What to work on>
Your task is to copy every line of the entries that holds the word "file".

Records to process>
PR #7191, opened 2026-07-06
fix(error-reporting): enhance client-side error reporting to include browser overlay

### LINKED ISSUE #7190: Both Dev and Prod Modes Silently Swallow Some Runtime JS Errors
## Summary

Certain categories of JavaScript errors cause both **development mode** (`jac start -d`) and **production mode** (`jac start`) to show a **blank white page** with **no error output in the terminal**, **no error overlay in the browser UI**, and **no error boundary message**. The only place the error appears is buried inside the browser's DevTools console — which developers must manually open to discover.

The error categories affected differ between modes:

| Error type | `jac start -d` (dev) | `jac start` (prod) |
|---|---|---|
| Named export mismatch (`SyntaxError`) | ✗ Silent | ✓ Reported (Rollup catches at build time) |
| Class constructor without `new` (`TypeError`) | ✗ Silent | ✗ Silent |
| Top-level module evaluation errors | ✗ Silent | ✗ Silent |

Production mode correctly catches *static* errors (named export mismatches) at build time via Rollup. However, *runtime* errors — those that only appear when JavaScript actually executes in the browser — are silently swallowed in **both** modes.

### 1. Named Export Mismatch — `SyntaxError` (dev mode only; prod mode catches this at build time)

Occurs when a file imports a name that does not exist in the imported module's exports.

**Common triggers in Jac:**
- Using `glob` (private by default) when `glob:pub` is needed for a cross-file import
- Importing a named export from an npm package that doesn't expose it (e.g. CommonJS packages pre-bundled by Vite/esbuild that don't statically expose all exports)

**In dev mode** (`jac start -d`): error is silent — blank page, nothing in terminal.

**In prod mode** (`jac start`): Rollup catches this at build time and prints a formatted diagnostic to the terminal. ✓

**Example browser console output (dev mode, only visible in DevTools):**
```
Uncaught SyntaxError: The requested module '/compiled/lib/mockData.js'
does not provide an export named 'PRODUCTS' (at HomePage.cl.jac:7:2)
```
```
Uncaught SyntaxError: The requested module
'/.vite/deps/@hugeicons_core-free-icons.js?v=08534a5f'
does not provide an export named 'ShieldCheckmarkIcon' (at HomePage.cl.jac:6:2)
```

### 2. Class Constructor Called Without `new` — `TypeError` (both dev and prod modes)

Occurs when an `obj` instance is constructed in top-level module code in a way that the compiled JavaScript calls the class constructor as a plain function instead of using `new`.

This is a **runtime error** — Rollup's static analysis cannot detect it at build time, so it passes through `vite build` silently. The error only manifests when the browser executes the bundle.

**Example browser console output (only visible in DevTools — same in both dev and prod):**
```
Uncaught TypeError: Class constructor En cannot be invoked without 'new'
  at mockData.js:5:11
```
```
Uncaught TypeError: Class constructor Product cannot be invoked without 'new'
  at ProductCard.cl.jac:4
```

## Evidence  from JacHammer

Image

## Expected Behavior

Errors like these should be reported in **at least one** of the three developer-facing channels that dev mode already uses for other errors:

1. **Terminal output** — same as `jac start` (prod mode) does at build time
2. **Browser error overlay** — the red overlay that already appears for Jac compilation errors
3. **Error boundary** — the React error boundary that catches runtime render errors

At minimum, the terminal should print something equivalent to what `jac start` (prod) shows:
```
⚠ Failed to build client bundle

┌ JAC_CLIENT_999: Build Failed ─────────────────────────────────────┐
│  Client bundle build failed.                                       │
└────────────────────────────────────────────────────────────────────┘

--- Raw Error ---
compiled/pages/HomePage.js (7:1): "PRODUCTS" is not exported by
"compiled/lib/mockData.js", imported by "compiled/pages/HomePage.js".
--- End Raw Error ---
```

## Impact

- **Human developers** see a blank white page with no actionable feedback in both dev and prod modes for runtime errors. They must remember to open DevTools and check the Console tab.
- **AI coding agents** (e.g., `jac-code`) that monitor terminal output and browser overlays to diagnose errors have no visibility into this class of failure in either mode. These are among the most common errors when building new Jac client code.
- **Error boundaries and overlays** — the existing mechanisms (React error boundary, Jac error overlay, `__build_status` endpoint) all remain clean/OK even during these failures, giving a false signal that the app is healthy.
- **Prod mode false confidence** — because `vite build` exits with code 0 and the server starts successfully, there is no terminal-level warning that the app will fail in the browser. A developer who skips opening DevTools will not know anything is wrong.

SahanUday:
## Problem

When a Jac app has certain JavaScript errors, the browser shows a **blank white page**  with no output in the terminal, no overlay, and no error boundary message. The only place the error appears is buried in the browser's DevTools console — invisible to both developers and AI coding agents monitoring the terminal.

Two error types were affected:

- **`SyntaxError`** — importing a name that isn't exported (e.g. `glob` instead of `glob:pub`,  or a named import from a CJS npm package)
- **`TypeError`** — class constructor called without `new` in top-level module data  (a known Jac compiler output pattern)

Close #7190 

## Root Cause

It's a **script ordering problem**. The error handler (the code responsible for sending errors to the terminal) was being installed *after* the app module had already loaded and errored out.

**Dev mode** — three scripts ran in this order:
```
1. /@vite/client ← Vite's own script
2. _entry.js ← app loads here → ERROR FIRES HERE 💥
3. error handler ← installed here → TOO LATE ❌
```

**Prod mode** — inside the single `client.js` bundle:
```
line 431k:  function installErrorHandler() { ... }   ← defined
line 443k:  Product({...}), Product({...}), ...       ← ERROR FIRES HERE 💥
line 468k:  installErrorHandler()                     ← TOO LATE ❌
```

### Fix 1 — Dev: Load the app module inside the handler, not before it
`vite_bundler.impl.jac` → `_ensure_dev_index_html()`

Removed the standalone `<script src="/compiled/_entry.js">` tag. Instead, the entry  module is now loaded via `import("/compiled/_entry.js").catch(report)` **inside** the  same script block that installs the handlers. The handler is always ready before the  app starts loading.

Both `SyntaxError` (module linking) and `TypeError` (top-level evaluation) become  rejected promises that `.catch()` intercepts, forwarding the error through the existing  `jac:client-error` WebSocket channel to the terminal.

### Fix 2 — Dev: Show Vite's built-in red error overlay on module errors
`vite_bundler.impl.jac` → `jacErrorReporter()` plugin

After logging to the terminal, the plugin now also calls:
```javascript
server.ws.send({ type: "error", err: { message, stack, id, plugin } });
```

### Fix 3 — Prod: Add an early error handler before the bundle loads 
`serving.impl.jac → JacClient.render_page()`

Added a small regular `<script>` (non-module) before the `<script type="module">` bundle tag. Regular scripts execute synchronously; module scripts are deferred. This guarantees the handler is active before the bundle evaluates.

The handler POSTs to `/cl/__error__` (the same endpoint the bundle uses) and includes a guard: if the bundle loads successfully and installs its own handler (`window.__jacErrorHandlersInstalled`), the early handler steps aside — no duplicate reports.

## Evidence after the fixes

** Terminal output: **
Screenshot 2026-07-05 000531

** Browser overlay: **
Screenshot 2026-07-05 000600


MalithaPrabhashana:
@SahanUday can we add few test cases to this?

MalithaPrabhashana (approved):
Looks good!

Written answer>
Occurs when a file imports a name that does not exist in the imported module's exports.
- Using `glob` (private by default) when `glob:pub` is needed for a cross-file import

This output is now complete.